Ну, как тут не появиться новым дастанам, прославляющим кинжал Гачага Наби? Раньше ружье Гачага славили, теперь только о кинжале шла речь. Говорили, что когда он пристегнут к поясу владельца, то того не берут ни сталь, ни свинец. Более того, рассказывали, что это голубого огня лезвие из дагестанских гор оберегает доброго мусульманина от сглаза и заговора...
Такие вот шли толки. Интересно заметить, что в эти дни кладбища пустовали и кладбищенские нищие лишились подаяния - никто не хотел умирать, пока не досмотрит до конца, чем же эти необыкновенные события завершатся. Впрочем, находились и сомневающиеся.

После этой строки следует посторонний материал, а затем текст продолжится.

PR #6540, opened 2020-03-27
fix aggregate geoNear with date query

mtrezza:
added failing test case

- this is the test case only without fix

### DIFF
--- a/spec/ParseQuery.Aggregate.spec.js
+++ b/spec/ParseQuery.Aggregate.spec.js
@@ -1444,9 +1444,9 @@ describe('Parse.Query Aggregate testing', () => {
     );
     // Create objects
     const GeoObject = Parse.Object.extend('GeoObject');
-    const obj1 = new GeoObject({ value: 1, location: new Parse.GeoPoint(1, 1), date: new Date(1585353600000) });
-    const obj2 = new GeoObject({ value: 2, location: new Parse.GeoPoint(1, 1), date: new Date(1585440000000) });
-    const obj3 = new GeoObject({ value: 3, location: new Parse.GeoPoint(1, 1), date: new Date(1585526400000) });
+    const obj1 = new GeoObject({ value: 1, location: new Parse.GeoPoint(1, 1), date: new Date(1) });
+    const obj2 = new GeoObject({ value: 2, location: new Parse.GeoPoint(2, 1), date: new Date(2) });
+    const obj3 = new GeoObject({ value: 3, location: new Parse.GeoPoint(3, 1), date: new Date(3) });
     await Parse.Object.saveAll([obj1, obj2, obj3]);
     // Create query
     const pipeline = [
@@ -1461,7 +1461,7 @@ describe('Parse.Query Aggregate testing', () => {
           distanceField: 'dist',
           query: {
             date: {
-              $gte: new Date(1585400000000)
+              $gte: new Date(2)
             }
           }
         }
--- a/spec/ParseQuery.Aggregate.spec.js
+++ b/spec/ParseQuery.Aggregate.spec.js
@@ -1440,12 +1440,12 @@ describe('Parse.Query Aggregate testing', () => {
       ['location'],
       'geoIndex',
       false,
-      "2dsphere"
+      '2dsphere'
     );
     // Create objects
-    const obj1 = new TestObject({ value: 1, location: new Parse.GeoPoint(1, 1), date: new Date(1000) });
-    const obj2 = new TestObject({ value: 2, location: new Parse.GeoPoint(1, 1), date: new Date(2000) });
-    const obj3 = new TestObject({ value: 3, location: new Parse.GeoPoint(1, 1), date: new Date(3000) });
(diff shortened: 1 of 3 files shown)


mtrezza:
@dplewis Could you take a look at this?

Test before the fix failed as expected.
Test after the fix fails with: 

> Unhandled promise rejection: TypeError: Cannot read property 'split' of undefined

I cannot find out where that split is.
Interestingly, locally the fix works locally with a query from cloud code.

dplewis:
What version of Mongo are you running locally?

mtrezza:
4.2.3

mtrezza:
I am using VS Code to debug, but I didn't manage to set breakpoints when testing, or even run only a single test using the Test Explorer instead of all tests of a file with `npm test x.spec.js`. Therefore I am having a hard time to find the issue.

mtrezza:
@dplewis Any help appreciated, I am stuck here unfortunately :/

mtrezza:
@dplewis I should clarify that the test fails also locally with he same error.
I tried it with mongodb 4.0.4 mmapv1 and mongodb 4.2.3 wiredTiger.

However, the code itself works and returns the correct results when running a query in cloud code.
So maybe the test only fails because of some mock up for the test environment.

mtrezza:
The error was the missing geo index, which is required for a `$geoNear` query.
This is may be the reason why there was not a single `geoNear` test case in parse server.

Test is passing.

mtrezza:
The geo near query failed due to missing geo index, which is required for `geoNear`.

Ready to merge.

mtrezza:
@acinader Can we get this into the next release?

matheusdavidson:
Hey Guys, i think this broke geoNear. 

I had `parse-server@4.2.0` installed here when i tried to use geoNear aggregation with a very basic query and got this error: `MongoError: query must be an object`

I tried the same query directly on mongo and it worked, the query was very basic just to test, after searching i saw that this PR changed geoNear so i tried the version before(4.1.0) and it worked with the same query, went back again to 4.2.0 to confirm and got the same error.

This is the pipeline i was trying:
```typescript
const query: any[] = [
    {
        geoNear: {
            near: [-73.99279, 40.719296],
            distanceField: 'distance',
            maxDistance: 1000,
            spherical: true
        }
    }
];
```
@mtrezza @dplewis

matheusdavidson:
I'm running `mongo v4.2.3` and `node v12.16.1` by the way.

matheusdavidson:
I think maybe you forced the `query` option(which is optional) to be passed to the `geoNear` object so as i'm not using it, its value is not an object, maybe thats why the error says query must be an object.

mtrezza:
@matheusdavidson Thanks for reporting, can you please open a new issue regarding this and reference this PR? I will look into this in the meanwhile.

mtrezza:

- Э-э-э, это все мыльные пузыри, - говорили они. - В Зангезуре любят раздувать пустяки. Кинжал, даже самый замечательный - это только кинжал. Им можно, конечно, зарезать казака. Пусть даже десять. Но стоит царю в столице повести правым усом - и тотчас же сюда их хлынет столько, что на дорогах места не останется. И не только арбе - ишаку не пробраться. Наедут сюда усатые и безусые, бородачи и безбородые, но каждый с пикой и шашкой. Тогда вы увидите, как быстро все болтуны прикусят языки! Какими робкими барашками, ягнятами будут блеять те, кто сегодня отказывается нести подати беку! Принесут сами, и не беку, а приказчику, и будут стоять, понурив головы, ждать, пока приказчик захочет поднять на них взгляд! И жены их с кувшинами отправятся к роднику, чтобы натаскать воды, согреть ее и мыть ноги своей госпожи, которую вчера звали сестричкой и норовили сесть поближе к ней за родственным столом. Да, они будут мыть ноги дебелым хозяйкам, спины им тереть, накладывать сурьму на ресницы и брови, в постель укладывать перед приходом мужа, да еще приговаривать, что только такому маралу, такой газели место рядом с беком... И плясать будут перед этой постелью, если хозяин или хозяйка того пожелают...
Все это не могло не порождать жарких споров, но чем дальше, тем чаще сторонники Гачага Наби в перебранках и схватках одерживали победы над сомневающимися. Тем более, что черный гроб с телом офицера, убитого Гачагом, все еще стоял в церкви. Каждый день кругами расходились свидетельства очевидцев, что снова над гробом пели монахи, что до сих пор стоят вокруг в почетном карауле солдаты, воздавая раздувшемуся от гниения покойнику воинские почести... Сколько же это может продолжаться? Так или иначе - но все ждали погребения.
Глава пятьдесят девятая
Многим пришлось по душе, что ненавистного соглядатая отправили на тот свет. Но два человека особенно ликовали. Два совсем разных человека - Карапет и уездный начальник Белобородое. Причины для радости у них, конечно, были совсем разными.
Карапет радовался тому, что над ним больше не нависает грозная тень закона, которому ежедневно грозил его выдать офицер.
"Вай, что за жизнь,- жаловался Карапет жене, - сюда идешь - он, туда - он, повернешься - опять он! Слушай, когда арбуз резал, мне казалось, что и оттуда он выглянет, посмотрит, что я не так делаю... Слава богу, избавили нас от этой напасти!"